Incentives to attend for profit colleges during a time budget cuts and fee hikes have risen, but students attend at what cost? The New University’s Editorial Board explains why this is an important issue especially while the Obama administration is expected to new rules that will stem the unregulated flow of federal financial aid to the for-profits in the next few weeks:
Repost from New University (UCI’s official campus newspaper):
Here’s the business model.
Find the most vulnerable people in society: the poor, minorities, people that the mainstream deems too risky to be a good customer. Sell them something that they can’t really afford by pushing a loan that they probably can’t repay. Use the hard sell. Tell them that this loan will help them solve all their problems and realize the American dream. Set impossible quotas for your sales force, quotas that incentivize questionable sales practices. Reap huge profits for your investors and when things go wrong, count on a government bailout.

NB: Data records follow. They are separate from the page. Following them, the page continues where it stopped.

PR #80, opened 2019-07-18
Fix overflow/wrap in processing sparse datasets

### LINKED ISSUE #77: create_stem_image_sparse
```create_stem_image_sparse``` does not seem to be working as expected. Half of the image is not the correct intensity compared to a non-counted STEM image.
image

Im not sure if this is due to counting or the STEM image creation.

I copied the notebook to ...../ncemhub/cjh1 on Cori.

### PR DESCRIPTION
**Pull request by cjh1**
This should resolve #77, I have pushed the images to cori.

### DIFF
--- a/stempy/image.cpp
+++ b/stempy/image.cpp
@@ -337,8 +337,9 @@ vector<uint16_t> expandSparsifiedData(const vector<vector<uint32_t>>& data,
 {
   vector<uint16_t> ret(data.size() * numPixels, 0);
   for (size_t i = 0; i < data.size(); ++i) {
-    for (auto pos : data[i])
+    for (auto pos : data[i]) {
       ret[i * numPixels + pos] = 1;
+    }
   }
 
   return ret;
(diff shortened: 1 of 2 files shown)

### CODE REVIEW

File: stempy/image.cpp [hunk 1]
```diff
@@ -142,14 +142,19 @@ void _runCalculateSTEMValues(const uint16_t data[],
...
 #endif
   for (unsigned i = 0; i < imageNumbers.size(); ++i) {
+    // We need to ensure we are using uint64_t to prevent overflow.
+    auto offset = static_cast<uint64_t>(i) * numberOfPixels;
 #ifdef VTKm
     // Use view to the array already transfered
-    auto view = vtkm::cont::make_ArrayHandleView(dataHandle, i * numberOfPixels,
+    // Note: We need to ensure the offset is pass as a uint64 to prevent
+    // overflow.
+    auto view = vtkm::cont::make_ArrayHandleView(dataHandle, offset,
```
psavery: It looks like the second argument to the `make_ArrayHandleView` function is a `vtkm::Id`, and this is defined as an `int64_t` as long as the cmake option `VTKm_USE_64BIT_IDS` is true (it is ON by default).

Sound familiar? It should. This business model reaped billions in profits for subprime mortgage providers like Countrywide before the scheme came crashing down. Now, in the aftermath of the subprime mortgage mess, this business model lives on in the $29 billion for-profit college industry, an industry that might as well be called the subprime student loan racket.
For-profit colleges are the fastest growing segment in American higher education. Enrollment in the colleges, colleges like the University of Phoenix and DeVry University, has been growing nine percent a year on average for the last 30 years. 3,000 for-profit colleges educate around ten percent of American college students.
At face value, there is no reason why for-profit colleges cannot function in conjunction with more traditional colleges and universities. One major factor behind the for-profit sector’s success is its willingness and ability to enroll students who are shut out of conventional higher education. For-profits offer online, night and weekend classes, which are more convenient for students with full-time jobs.
Sounds great right? What could possibly be wrong with an industry that expands access to higher education?
A lot, as it turns out.
For-profit schools have always faced skepticism about the quality of the education they offer. How can colleges that spend more money on marketing than they do on education, as many for-profits do, provide education comparable to traditional college?
They can’t. No matter what the ads may say, a degree from a for-profit is not the same as a degree from a traditional college. An investigative reporting team from Public Broadcasting’s Frontline found that for-profit school graduates often report being unable to find a job because “their degree was perceived to be of little worth by prospective employers.”
Despite the poor quality of the education offered, for-profits are not cheap. Tuition can be six times more expensive than it is at a community college. As a result, 60 percent of for-profit bachelor degree holders graduate with more than three times as much debt as their public four-year university counterparts, with around $30,000 in loans.
Obviously, this is bad for for-profit graduates. Less obviously, this is also bad for students at traditional colleges. Students at for-profits, only ten percent of post-secondary students, compete for and receive a quarter of the limited federal financial aid available to all students.
If these loans gave a broader segment of American society the advantages of higher education, they would be money well spent. However, that is not the case. For-profit colleges are rewarded for the number of students they can recruit, for “asses in classes,” not for the long-term ability of those students to succeed. After the tuition has been paid and the investors rewarded, there is no real incentive for the for-profit to make sure that their graduates are actually able to find jobs and pay back their loans. After all, if these students default, and they do (for-profit graduates account for 44 percent of student loan defaults in the first three years after graduation), it is not the for-profit that pays. No, the student and the government are left holding the bill.
That fact and the significant number of complaints (and lawsuits) from former students and other education industry observers have brought the for-profits to the attention of regulators.
The Obama Administration is expected to announce new rules that will stem the unregulated flow of federal financial aid to the for-profits in the next few weeks. The rules would evaluate for-profits on “gainful employment,” or the ability of graduates to find jobs in recognized occupations, using data on post-education income, debt loads, degree completion, job placement and loan repayment rates. Programs with a good record for job placement and debt loads would continue to be eligible for federal financial aid. Programs with bad records would be disqualified.
Gainful employment evaluations, if implemented with other reforms, will do much to stem the abuse. However, that depends on these reforms surviving the lobbying power of the for-profit. Already, the industry’s lobbyists have descended on Capital Hill and are working to weaken the bill.
President Obama made higher education one of the priorities of his administration. Now, it’s time for him to back those promises up with action.